• WHAT NEEDS TO BE DONE: Below are entries; count the lines containing the string "flask". The answer is that number alone.

• MATERIAL PROVIDED:
* * * * *

PR #11, opened 2017-05-25
Release/0.2 - merge of the demo repository

oddjobz:
This is an initial merge to get the new auto-generated code back into the main repo. The tests still need some refactoring, but currently the build should be passing with 100% coverage.


.gitignore
```diff
@@ -1,5 +1,68 @@
-.oracle_jre_usage/
-.idea/
-*.pyc
-ras-collection-instrument/uploads
+# Byte-compiled / optimized / DLL files
```
oddjobz: Ok, not sure I understand where this is coming from. The .gitignore is the standard template generated by GitHub for python applications, I've made three changes which are to add .idea, .build and .build test (??)

.travis.yml
```diff
@@ -1,16 +1,13 @@
...
-- CODECOV_TOKEN="d58091c4-cca2-4533-b419-bac51ed1511f"
-
 python:
-  - "2.7"
-
+  - "3.5"
 install:
-  - "pip install -r requirements.txt"
-
+  - pip install -r requirements_for_test.txt
```
oddjobz: Yup, removing the _for_test version. This is a hangover from the auto-generator, Jon has optimised to incorporate the requirements.txt as a component of the test- version, I didn't spot the name change when I refreshed.

config.ini
```diff
@@ -0,0 +1,25 @@
+[DEFAULT]
+db_driver = postgresql
+db_user = postgres
+db_pass = postgres
+db_port = 5432
+db_name = gareth
```
oddjobz: I would agree, but this is an auto-generated file, so I'll add this as a note on the codegen repo .. will change the default db name to "postgres" unless anyone has another preference.

requirements.txt
```diff
@@ -1,26 +1,32 @@
-alembic==0.9.1
 appdirs==1.4.3
```
oddjobz: Ditto, will add to comments on codegen.

requirements_for_test.txt
```diff
@@ -0,0 +1,35 @@
+appdirs==1.4.3
```
oddjobz: File removed.

scripts/test.sh
```diff
@@ -0,0 +1,8 @@
+#!/bin/bash
+if ! [ -a .build-test ] ; then
+	echo "Creating Virtual Environment"
+	virtualenv .build-test -p python3
+fi
+source .build-test/bin/activate
+pip3 -q install -r requirements_for_test.txt
+pytest --cov=swagger_server/controllers_local --cov-report term-missing
```
oddjobz: Mmm, they don't do the same thing. run_unit_test.sh is there for anyone working with 'workon' who wants html versions of reports, test.sh is there for virtenv users who just want cli information. Yes you could put the code in the same file and parameterise, but it's not something that would be done in codegen as these are auto-generated.

scripts/upload.py
```diff
@@ -0,0 +1,36 @@
+#!/usr/bin/env python3
```
oddjobz: Yes it is, indeed it's critical for testing.

swagger_server/controllers/ciupload_controller.py
```diff
@@ -0,0 +1,95 @@
+import connexion
```
oddjobz: Correct, all the routines currently in this auto-generated file have been overridden by live code.

swagger_server/controllers/ciupload_controller.py
```diff
@@ -0,0 +1,95 @@
...
+def activate_id_put(id):
+    """
+    Activate batch
+    Mark all items in the batch as available
+    :param id: Collection exercise identifier
+    :type id: str
+
+    :rtype: None
+    """
+    return 'do some magic!'
```
oddjobz: Not without recompiling the code generator and changing the templates we're using. We probably will get to doing this, but not at this stage.

swagger_server/configuration.py
```diff
@@ -0,0 +1,141 @@
...
+    def _activate_database(self):
+        """
+        Connect to the database (create it if it's missing) and set up tables as per our models.
+        If we're in a 'test' environment, drop all the tables first ...
+        """
+        self._session.remove()
+        self._session.configure(bind=self._engine, autoflush=False, autocommit=False, expire_on_commit=False)
+        if not database_exists(self._engine.url):
+            create_database(self._engine.url)
+        if self.if_drop_database:
```
oddjobz: More auto-generated code, this has since been refactored by Jon, I will run swagger-referesh presently and re-push.

swagger_server/configuration.py
```diff
@@ -0,0 +1,141 @@
...
+            self._base.metadata.drop_all(self._engine)
+        from .models_local import _models
```
oddjobz: If we set "drop_database" for a given profile, it drops all tables in the database as part of the startup procedure. This is used by the "test" profile to ensure testing starts with a clean database. The import references the _models.py file in /models_local which loads all Alchemy models in on the defined declarative_base(), such that the next call to create_all recreates any missing tables.

swagger_server/configuration.py
```diff
@@ -0,0 +1,141 @@
...
+        self._base.metadata.create_all(self._engine)
+
+    def _activate_cf(self):
+        """
+        If we're running on Cloud Foundry we need to set the host in the swagger YAML file to be
+        the hostname we recover from VCAP application. We also need to set the configuration port for
+        use by the listener if we're running locally.
+        """
+        self._crypto_key = getenv('ONS_CRYPTOKEY', self.get('crypto_key'))
+        config = './swagger_server/swagger/swagger.yaml'
```
oddjobz: Yes it could go in config.ini, but the location is set by the code generator, i.e. it's a constant and config.ini is designed to track things that could change so they can be altered without altering the code. If we do this there are a few other instances that should also be refactored, but again this is all codegen stuff and not project specific. Would be good to get issues logged on the Codegen repo ..

setup.py
```diff
@@ -0,0 +1,33 @@
+# coding: utf-8
+
+import sys
```
oddjobz: Auto-generated, will log an issue on the codegen repo.

swagger_server/controllers/respondent_controller.py
```diff
@@ -0,0 +1,34 @@
+import connexion
```
oddjobz: controllers is auto-generated and overridden. Without recompiling the java app and changing the templates we can't do much about this.

swagger_server/controllers_local/respondent_controller.py
```diff
@@ -0,0 +1,50 @@
...
+#   Collection Instruments Upload                                            #
+#   Date:    11 May 2017                                                     #
+#   Author:  Gareth Bult                                                     #
+#   License: MIT                                                             #
+#   Copyright (c) 2017 Crown Copyright (Office for National Statistics)      #
+#                                                                            #
+##############################################################################
+
+import os
+from flask import request, jsonify, make_response
```
oddjobz: removed

swagger_server/models/__init__.py
```diff
@@ -0,0 +1,8 @@
+# coding: utf-8
```
oddjobz: Autogenerated.

swagger_server/models/collectioninstrument.py
```diff
@@ -0,0 +1,153 @@
...
+from typing import List, Dict
+from ..util import deserialize_model
+
+
+class Collectioninstrument(Model):
+    """
+    NOTE: This class is auto generated by the swagger code generator program.
+    Do not edit the class manually.
+    """
+    def __init__(self, classifiers: Classifiers=None, survey_id: str='urn:ons.gov.uk:id:survey:001.234.56789', ci_type: str='OFFLINE', id: str='urn:ons.gov.uk:id:ci:001.234.56789'):
```
oddjobz: This comes from the original API specification, this does need a tidy up, but it's not in-scope for the moment. (it's auto-generated and overridden)

swagger_server/models_local/_models.py
```diff
@@ -0,0 +1,6 @@
+from .instrument import InstrumentModel
```
oddjobz: This needs to be there as above, used by configuration.py.

swagger_server/models_local/business.py
```diff
@@ -0,0 +1,24 @@
+from sqlalchemy import Column
+from sqlalchemy.orm import relationship
+from sqlalchemy.types import Integer, Enum, String
```
oddjobz: Removed

swagger_server/models_local/business.py
```diff
@@ -0,0 +1,24 @@
...
+from ..configuration import ons_env
+from .associations import instrument_business_table
+from .guid import GUID
```
oddjobz: Removed

swagger_server/models_local/instrument.py
```diff
@@ -0,0 +1,62 @@
+from sqlalchemy import Column, ForeignKey
+from sqlalchemy.orm import relationship
+from sqlalchemy.types import TIMESTAMP, String, Integer, LargeBinary
```
oddjobz: Removed

swagger_server/models_local/survey.py
```diff
@@ -0,0 +1,22 @@
+from sqlalchemy import Column
```
oddjobz: Removed

swagger_server/test/test_ciupload_controller.py
```diff
@@ -0,0 +1,90 @@
+# coding: utf-8
```
oddjobz: Autogenerated.

swagger_server/test/test_respondent_controller.py
```diff
@@ -0,0 +1,41 @@
+# coding: utf-8
+
+from __future__ import absolute_import
```
oddjobz: Autogenerated.

swagger_server/test/test_static_controller.py
```diff
@@ -0,0 +1,26 @@
+# coding: utf-8
+
+from __future__ import absolute_import
+
+from . import BaseTestCase
+from six import BytesIO
+from flask import json
```
oddjobz: Autogenerated

swagger_server/controllers_local/collectioninstrument.py
```diff
@@ -0,0 +1,300 @@
+##############################################################################
```
oddjobz: An example would be useful (?)

swagger_server/controllers_local/collectioninstrument.py
```diff
@@ -0,0 +1,300 @@
...
+from ..models_local.exercise import ExerciseModel
+from ..models_local.business import BusinessModel
+from ..models_local.survey import SurveyModel
+from ..models_local.classification import ClassificationModel, classifications
+from traceback import print_exc
+from sys import stdout
+from json import loads
+from uuid import UUID
+
+DEFAULT_SURVEY = "3decb89c-c5f5-41b8-9e74-5033395d247e"
```
oddjobz: Yes, this is the UUID of "BRES". This is needed for current uploads that do not provide a uid for the survey in use, yet we need to associate uploads with a given survey (uid). This will change once we know more about how we will interact with other uploads. It might be good to have an application specific ini file to put such constants in, but that infrastructure doesn't exist yet.

swagger_server/controllers_local/collectioninstrument.py
```diff
@@ -0,0 +1,300 @@
...
+    through by mistake. It then converts the first parameter to a UUID type if the 'uuid' flag is set.
+    
+    :param uuid: Whether to convert first parameter to UUID() 
+    :return: status code, return message
+    """
+    def protect_wrapped(func):
+        def func_wrapped(*args, **kwargs):
+            try:
+                my_id = args[1]
+                if my_id == 'id_example':
```
oddjobz: Neither am I. I'm open to suggestions, but this is to interact with the auto-generated tests - if you have a better mechanism I'm all ears .. for now, this allows us to use the auto-generated integration tests.

swagger_server/controllers_local/collectioninstrument.py
```diff
@@ -0,0 +1,300 @@
...
+
+    """
+    Database shortcuts, the SQLAlchemy syntax isn't always immediately obvious, so here we're just using
+    some 'more' obvious shortcuts to functions, purely from a 'readability' perspective.
+    """
+    def _get_exercise(self, exercise_id):
+        return ons_env.session.query(ExerciseModel).filter(ExerciseModel.exercise_id == exercise_id).first()
+
+    def _get_business(self, ru_ref):
+        return ons_env.session.query(BusinessModel).filter(BusinessModel.ru_ref == ru_ref).first()
```
oddjobz: Absolutely. Errors are picked up by "protect". Database specific exceptions can be added here once we know sorts of errors are likely where a specific response or action is appropriate.

swagger_server/test_local/test_ciupload_controller.py
```diff
@@ -0,0 +1,313 @@
...
+        """
+        code, msg = self.collection_instrument.define_batch(str(uuid4()), 100)
+        self.assertTrue(code == 200, msg)
+        try:
+            code, msg = self.collection_instrument.define_batch(0, 100)
+            self.assertTrue(code == 200, msg)
+        except:
+            pass
+
+    def test_03_upload(self):
```
oddjobz: ??

swagger_server/test_local/test_ciupload_controller.py
```diff
@@ -0,0 +1,313 @@
...
+            fileobject = FileStorage(stream=io, filename='dummy.txt', name='myname')
+            code, msg = self.collection_instrument.upload(str(uuid4()), fileobject, 'dummy.txt')
+            self.assertTrue(code == 200, msg)
+
+        with open('scripts/upload.txt', 'rb') as io:
+            fileobject = FileStorage(stream=io, filename='dummy.txt', name='myname')
+            code, msg = self.collection_instrument.upload(0, fileobject, 'dummy.txt')
+            self.assertTrue(code == 400, msg)
+
+    def test_04_csv(self):
```
oddjobz: Numbering ensures the tests are run in order rather than randomly .. when developing tests and watching output it is **very** helpful, at the very lest to me. Test functions are all commented, why do we need more descriptive function names?

swagger_server/test_local/test_ciupload_controller.py
```diff
@@ -0,0 +1,313 @@
...
+        """
+        Upload a file, then make sure we are able to download the result in CSV format
+        """
+        batch = str(uuid4())
+        with open('scripts/upload.txt', 'rb') as io:
+            fileobject = FileStorage(stream=io, filename='dummy.txt', name='myname')
+            #self.assertTrue(self.collection_instrument.upload(batch, fileobject, 'dummy.txt'))
```
oddjobz: Hangover from last refactoring pass - removed.

swagger_server/test_local/test_ciupload_controller.py
```diff
@@ -0,0 +1,313 @@
...
+            code, msg = self.collection_instrument.upload(batch, fileobject, 'dummy.txt')
+            self.assertTrue(code == 200, msg)
+
+        code, msgs = self.collection_instrument.csv(batch)
+        msg = msgs.split('\n')[1][:21]
+        print(">>", msg)
```
oddjobz: Mmm, again a hangover from debugging I was doing, however worth noting that if a test fails you do a see these prints (!) ... have now removed all debugging print statements.

swagger_server/test_local/test_ciupload_controller.py
```diff
@@ -0,0 +1,313 @@
...
+        wanted = '"1","dummy.txt","24",'
+        print(">>", wanted)
+        self.assertTrue(msg == wanted, "CSV download")
+        code, msg = self.collection_instrument.csv(str(uuid4()))
+        self.assertTrue(code == 204, "CSV download")
+        try:
+            code, msg = self.collection_instrument.csv(0)
+        except Exception:
+            pass
```
oddjobz: Yup, status check missing, have added. It will always fail, it's only really there for coverage.

swagger_server/test_local/test_ciupload_controller.py
```diff
@@ -0,0 +1,313 @@
...
+        print("Code=", code)
+        self.assertTrue(code == 400, 'Failed to lookup instrument with integer id')
+
+        try:
+            code, msg = self.collection_instrument.instrument()
+        except Exception:
+            pass
+        print("Code=", code)
```
oddjobz: It will *always* return a code, the next line down should check / catch the correct status

swagger_server/test_local/test_ciupload_controller.py
```diff
@@ -0,0 +1,313 @@
...
+        self.assertTrue(code == 400, msg)
+
+    def test_11_instruments(self):
+        """
+        Try out some of the query by classifier options
+        """
+        batch = str(uuid4())
+        with open('scripts/upload.txt', 'rb') as io:
+            fileobject = FileStorage(stream=io, filename='dummy.txt', name='myname')
+            #self.assertTrue(self.collection_instrument.upload(batch, fileobject, 'file1'))
```
oddjobz: Commented code all removed.

swagger_server/test_local/test_static_controller.py
```diff
@@ -0,0 +1,25 @@
+# coding: utf-8
```
oddjobz: Gone ...

swagger_server/controllers_local/collectioninstrument.py
LJBabbage: I see the same
```
exercise = self._get_exercise(exercise_id)
        if not exercise:
            return 204, {'text': 'No such batch'}
```
At worst the json result should be extracted for maintainability. This would also apply for {'text': 'OK'}

swagger_server/controllers_local/collectioninstrument.py
LJBabbage: If someone passed 'id_example' as an arg outside of a unit test what happens? Happy for the moment whilst we are working with the auto generated tests, but we should be testing properly, with proper ids

swagger_server/controllers_local/collectioninstrument.py
LJBabbage: So the whole of the code in collectioninstrument.py is effectively in a try/except? And 'def instruments'  is a nested try/except?

swagger_server/controllers_local/collectioninstrument.py
```diff
@@ -0,0 +1,300 @@
...
+        exercise = self._get_exercise(exercise_id)
+        if not exercise:
+            return 204, {'text': 'No such batch'}
+        if exercise.status != 'pending':
+            return 500, {'text': 'Batch in wrong state'}
+        exercise.status = 'active'
+        ons_env.session.commit()
+        return 200, exercise.json
+
+    @protect(uuid=True)
```
LJBabbage: You don't necessarily need to set these all to true as the default will handle this

swagger_server/test_local/test_ciupload_controller.py
LJBabbage: Test_03 is testing 2 things, a valid upload and an upload to an undefined batch, I would expect 2 separate tests

swagger_server/test_local/test_ciupload_controller.py
LJBabbage: I have always be taught that tests should be able to run independently. I think the randomness of tests is a good thing and avoids dependencies hidden by a potential order. However I am happy to defer to a team decision on this one. 

Having good naming policies on variables and functions regardless of situation is my preferred option, but if the team and lead feel it is unnecessary I will defer

swagger_server/configuration.py
jonmorphic: Agree GitHub issues are a good way to track TODO items for the code generator.

swagger_server/controllers_local/respondent_controller.py
```diff
@@ -0,0 +1,50 @@
...
+#   License: MIT                                                             #
+#   Copyright (c) 2017 Crown Copyright (Office for National Statistics)      #
+#                                                                            #
+##############################################################################
+
+import os
+from flask import jsonify, make_response
+from .collectioninstrument import CollectionInstrument
+
+root_folder = os.getcwd()
```
jonmorphic: Don't think root_folder is used?

swagger_server/test_local/test_ciupload_controller.py
```diff
@@ -0,0 +1,294 @@
...
+    def test_01_define_batch(self):
+        """
+        Make sure we can define a batch
+        """
+        code, msg = self.collection_instrument.define_batch(str(uuid4()), 100)
+        self.assertTrue(code == 200, msg)
+        try:
+            code, msg = self.collection_instrument.define_batch(0, 100)
+            self.assertTrue(code == 200, msg)
+        except:
```
jonmorphic: Is the code-under-test expected to throw an exception here?

swagger_server/test_local/test_ciupload_controller.py
jonmorphic: I'd agree with this: Tests should ideally be order-independent and idempotent. Long descriptive test names helps make the tests self-documenting.

swagger_server/test_local/test_ciupload_controller.py
jonmorphic: Does it always fail by specification? In which case should the test explicitly check that an exception is thrown?

swagger_server/controllers_local/collectioninstrument.py
oddjobz: Sure, when we have some standard for this / when we know what the caller wants in terms of textual response, we can standardise. Not really worth fixing until then as it will change.

swagger_server/controllers_local/collectioninstrument.py
oddjobz: The code would (could) never do this as id's are validated, if someone was hacking an endpoint, it would give them a 200 instead of 204 .. I'm not too worried about a hacker being given the wrong status code .. indeed it might frustrate him for a while .. :)

swagger_server/controllers_local/collectioninstrument.py
oddjobz: Each endpoint is in a try / except ...

swagger_server/test_local/test_ciupload_controller.py
oddjobz: It's testing the upload routine in two different ways, why would you expect two tests?

swagger_server/test_local/test_ciupload_controller.py
oddjobz: Have removed all numbers and increased the length of test names. I'm not going to push any more to this branch as I'm working on another, so these fixes will be included in the next PR.

swagger_server/test_local/test_ciupload_controller.py
oddjobz: Have refactored this issue away - again, will be in next PR.

swagger_server/controllers_local/collectioninstrument.py
```diff
@@ -0,0 +1,300 @@
...
+    def instrument(self, instrument_id):
+        """
+        Return a specific collection instrument based on an id
+
+        :param instrument_id: The id of the instrument we want 
+        :return: formatted JSON version of the instrument
+        """
+        instrument = self._get_instrument(instrument_id)
+        if not instrument:
+            return 404, 'Instrument not found'
```
oddjobz: Good question - I don't believe we have an authoratative answer, the 204 was initially suggested by Duncan ..

swagger_server/controllers_local/collectioninstrument.py
LJBabbage: No problem

LJBabbage:
As agreed in this instance, fixes can be made in different PR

* * * * *

• TASK OUTPUT: 3